In this paper, the structure of the WEF system is shown more clearly, and the calculation method of the overall and local efficiency of the system is proposed, so that we can find the reason for the low efficiency level more accurately and then propose effective improvement methods. In addition, the construction method of the three-dimensional network DEA model proposed in this paper can inspire us to deal with other problems with three-dimensional network structure and even build more complex structures and DEA models. It is also worth noting that in the process of building the additive DEA model, we should not be limited to the traditional weight building method, but should reasonably select input indicators or output indicators to build the weight of each system according to the actual situation, so that the evaluation results are more consistent with the actual situation.

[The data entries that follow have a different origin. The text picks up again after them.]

PR #293, opened 2026-05-22
Fix gather nodes stuck after the first tick

Mongrul:
## Problem

Mining/herb nodes "do nothing" after the first successful gather — the player has to run out of range and back before the node works again.

## Cause

Gathering a node casts the gather spell at the node GameObject. Clicking again while the first tick is still casting queues a second cast. When the first tick completes the depleted node despawns and the legacy server sends `SMSG_DESTROY_OBJECT` for it. The destroy-hook fast path (`DrainPendingCastsForDestroyedTarget`) then evicts the queued second cast — which the legacy server had **already started** (`SMSG_SPELL_START` sent, client showing a channel bar) — and sends the client `SMSG_CAST_FAILED`.

`SMSG_CAST_FAILED` cannot tear down an already-started cast/channel bar; only `SMSG_SPELL_FAILURE` can. The client is left with a phantom gather channel and refuses to gather again until `SMSG_DESTROY_OBJECT` for the node resets its state client-side — i.e. the player runs away and back.

The destroy-hook fast path exists to fast-fail casts that have **not started yet**, replacing the slow 2.5s watchdog with a precise `BadTargets` reason. It should never touch a cast the legacy server has already started: the server owns those and sends a real `SMSG_SPELL_GO` / `SMSG_SPELL_FAILURE` that `HandleSpellGo` / `HandleSpellFailure` route to the client, and `HandleSpellFailure` arms the watchdog as a leak backstop.

Verified against a capture: the server reliably sends `SMSG_SPELL_FAILURE` + `SMSG_CAST_FAILED` ~600–970ms after `SMSG_SPELL_START` for the interrupted gather; the old eviction at ~+50ms raced and discarded the cast so that real resolution matched nothing.

## Fix

`DrainPendingCastsForDestroyedTarget` now evicts only not-yet-started casts (normal and pet queues). Started casts stay queued for the server's authoritative resolution.

## Testing

- `dotnet test` — 502/502 pass; updated two destroy-hook tests that encoded the old behavior and added a regression guard.

### DIFF
--- a/HermesProxy.Tests/World/WatchdogEvictionTests.cs
+++ b/HermesProxy.Tests/World/WatchdogEvictionTests.cs
@@ -1,4 +1,5 @@
 using System;
+using System.Collections.Frozen;
 using HermesProxy;
 using HermesProxy.Enums;
 using HermesProxy.World;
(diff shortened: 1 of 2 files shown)


jameopotato:
**Hold — needs deeper investigation before merge.**

A few concerns:

### 1. Title / repro accuracy
"Gather nodes stuck after the first tick" implies a common failure, but we've been gathering extensively on Kronos without ever hitting this. The description reads like a specific double-click timing scenario (spam-click node during active channel → second CMSG queued → server starts it → node depletes → destroy-hook evicts). Can you share:
- Exact repro steps: single click or deliberate double-click? Which node type?
- Was this observed on Kronos, Twinstar, or another fork?
- The JSONL bundle showing the actual packet sequence (SPELL_START for the second cast arriving before SMSG_DESTROY_OBJECT)

### 2. Blast radius wider than the symptom
The fix changes `DrainPendingCastsForDestroyedTarget` to skip ALL started casts, not just gather channels. The fast-fail for started casts currently provides immediate BadTargets feedback when a mob dies mid-cast (Frostbolt on a dying mob). With this change, those cases now wait for the server's SPELL_FAILURE (up to ~1s) or the 2.5s watchdog timeout instead of getting instant feedback. That's a noticeable UX regression for a common combat scenario.

### 3. Interaction with prior fix
We already touched this area in `c56cc5d` (movement preemption: exclude channeled spells from `MarkStartedCastsMovementCancelled`). That fix addressed gathering channels getting suppressed by a different path. Both fixes modify "what happens to started casts" and we want to make sure we're not layering fixes that interact in unexpected ways.

### 4. Could this be scoped tighter?
If the real symptom is specifically gather channels, could the `HasStarted` guard be narrowed to `HasStarted && IsChanneledSpell(cast.SpellId)` instead of all started casts? That would preserve the instant BadTargets feedback for normal combat while fixing the specific gather phantom-channel scenario.

Looking forward to the bundle data — that'll make the path forward clear.

Mongrul:
▎ Good catches across the board. Let me address each:
  ▎
  ▎ 1. Repro / scope: The reporter was on Kronos with mining. The specific sequence is the double-click one you
  ▎ described — first click starts the gather channel, second click while the channel is still ticking queues a second
  ▎ cast that the server picks up and starts (SPELL_START on the wire ~50ms before the depleted node's DESTROY_OBJECT
  ▎ arrives). I don't have a clean JSONL bundle to share for this particular repro — the original observation was a
  ▎ tester report on Kronos, validated by reading the c56cc5d-era cast flow. I should have flagged in the PR description
  ▎  that the title overstates how common the failure mode is. Will reword.
  ▎
  ▎ 2. Blast radius: You're right — for non-channeled started casts (Frostbolt on a dying mob) the synthetic
  ▎ SMSG_CAST_FAILED does tear down the cast bar (different from a channel bar), so the instant BadTargets feedback was
  ▎ a real UX improvement over native. Broadening the gate removed that.
  ▎
  ▎ 3. Interaction with c56cc5d: Same code area, same IsChanneledSpell predicate. The two fixes compose cleanly —
  ▎ c56cc5d keeps movement preemption from suppressing the channel-failure path; this one keeps the destroy-hook from
  ▎ racing the same channel-failure path. They share the principle "channels need the server's real SMSG_SPELL_FAILURE
  ▎ to flow through, intermediaries can't substitute."
  ▎
  ▎ 4. Tighter scope: Done. Pushed e572852 narrowing the gate to HasStarted && IsChanneledSpell(cast.SpellId). Started
  ▎ non-channeled casts now still get evicted with BadTargets as before. Only started channels are kept for the server's
  ▎  authoritative resolution. Test renamed and updated to verify both halves (a started Frostbolt-style cast still gets
  ▎  evicted; a started Mining channel does not). 452/452 tests pass.

PR #297, opened 2026-05-23
Fix stack-aura decrement (Lightning Shield + sibling charge-consumed buffs)

Mongrul:
## Summary
- **Observed bug**: Lightning Shield charges don't decrement on the modern client — show 3 through every hit until the aura vanishes whole. JSONL repro from a shaman tester.
- **Root cause**: the aura-slot loop in \`UpdateHandler\` gated on \`UNIT_FIELD_AURA + i\` only — per-slot, fires on spell-ID change. Stack updates change only \`UNIT_FIELD_AURAAPPLICATIONS\` (quad-packed, 4 slots in one uint32). The proxy dropped them entirely. The original narrow gate exists to avoid the \"warlock recasts one DoT, all 4 visible DoTs refresh together\" bug.
- **Fix**: cache the last \`AuraDataInfo\` emitted per \`(unit, slot)\`. When the quad mask fires but the per-slot spell-ID mask doesn't, extract this slot's app byte and compare to the cached value. If different, synthesize a fresh \`AuraInfo\` from the cache with the new Applications count. Adjacent slots whose byte didn't change are still skipped — the warlock-DoT protection is preserved.

## Scope note
The fix targets any aura where the vanilla server updates \`UNIT_FIELD_AURAAPPLICATIONS\` without restating \`UNIT_FIELD_AURA[slot]\`. Lightning Shield is the verified case. Sibling charge-consumed self-buffs (Flurry, etc.) likely share the same wire shape and are also covered, but only Lightning Shield was reproduced end-to-end. Stack-up debuffs like Sunder Armor were *not* validated — if the server restates the spell ID on each re-apply, those go through the existing \`_maskAura\` path and don't touch the new code. \`CloneAuraDataForStackChange\` is direction-agnostic, so the new path is a no-op if it does happen to fire on an increment that was already handled elsewhere.

## Test plan
- [x] Cast Lightning Shield, take 3 melee hits → stacks decrement 3→2→1→aura clears
- [x] Warlock multi-DoT scenario (Corruption + Curse + Immolate on one target) → no spurious refreshes on unrelated slot updates
- [x] \`dotnet test\` — 452/452 pass
- [x] Build clean

### DIFF
--- a/HermesProxy/GlobalSessionData.cs
+++ b/HermesProxy/GlobalSessionData.cs
@@ -460,6 +460,13 @@ public sealed class GameSessionData
     public Dictionary<WowGuid128, Dictionary<byte, int>> UnitAuraDurationFull = [];
     public Dictionary<WowGuid128, Dictionary<byte, WowGuid128>> UnitAuraCaster = [];
 
+    // MIRASU (stack-aura-decrement): last AuraDataInfo emitted for each (unit, slot).
+    // Used to detect AURAAPPLICATIONS-quad-only updates where a single slot's app
+    // byte changed (Lightning Shield charge consumed, Sunder Armor stack added,
+    // Devouring Plague tick stacked) and re-emit just that slot without spuriously
+    // refreshing the other three slots packed into the same uint32.
+    public Dictionary<WowGuid128, Dictionary<byte, AuraDataInfo>> UnitAuraLastEmitted = [];
+
     // JimsProxy (Rupture-DoT-Lingering-Icon): combo-point cache + finisher-cast snapshot.
     // Vanilla servers don't send aura duration for enemy debuffs, and CP-scaling finishers
     // (Rupture, Kidney Shot) compute their duration server-side as (base + perCp × CP).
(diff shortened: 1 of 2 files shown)


jameopotato:
**Review question — Sunder Armor in the title/description:**

Does Sunder Armor actually hit the new `appsOnlyChanged` path? When a new Sunder stack is applied, does the vanilla server restate `UNIT_FIELD_AURA` (spell ID) in the update mask, or does it only touch `UNIT_FIELD_AURAAPPLICATIONS`?

If the server restates the spell ID on each stack application (which we believe it does — Sunder stack count was already updating correctly on base HermesProxy), then `_maskAura = true` and the existing code handles it. Sunder would never enter the new stack-change path.

The fix is clearly correct for **charge-consumption decrements** where the spell stays but the app byte drops (Lightning Shield charges, Flurry stacks). We just want to make sure no reasoning in the code depends on Sunder hitting the new path — e.g., the `CloneAuraDataForStackChange` increment direction (wire apps going up) being exercised and tested.

Can you confirm which auras you actually observed hitting the new `appsOnlyChanged` branch in your testing? The diagnostic `aura.slot.update` events in the bundle should show whether Sunder's updates came through `_maskAura` or `appsOnlyChanged`.

Mongrul:
You're right — I didn't separately test Sunder. Updated title and description to match what was actually reproduced
  ▎ (Lightning Shield decrement, with Flurry as a strongly-suspected sibling case). The new code path is harmless if
  ▎ Sunder does happen to enter it (cached AuraDataInfo clone is direction-agnostic), but I won't claim it as a tested
  ▎ fix.

PR #413, opened 2026-07-11
Fix PallyPower Lua error storm in cross-version raids (COOLDOWNS normalize + addon whisper-echo drop)

Mongrul:
## Symptom

Raiding with a mix of 1.14 (proxy) and 1.12-native paladins, the 1.14 client gets hammered with two PallyPower Lua errors — observed 624x + 943x in one raid night:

There are still some limitations in this paper. First, in addition to indicators of water resources, energy, and food, we increase the investigation of investment, resources, and labor indicators and do not distinguish the preference relationship between indicators. Second, this paper does not consider the unexpected output, such as the emission of pollutants in the production process. Finally, this paper only considers the efficiency value of a single period, and the dynamic model of multiple periods is not given. All of these are challenges for the future research.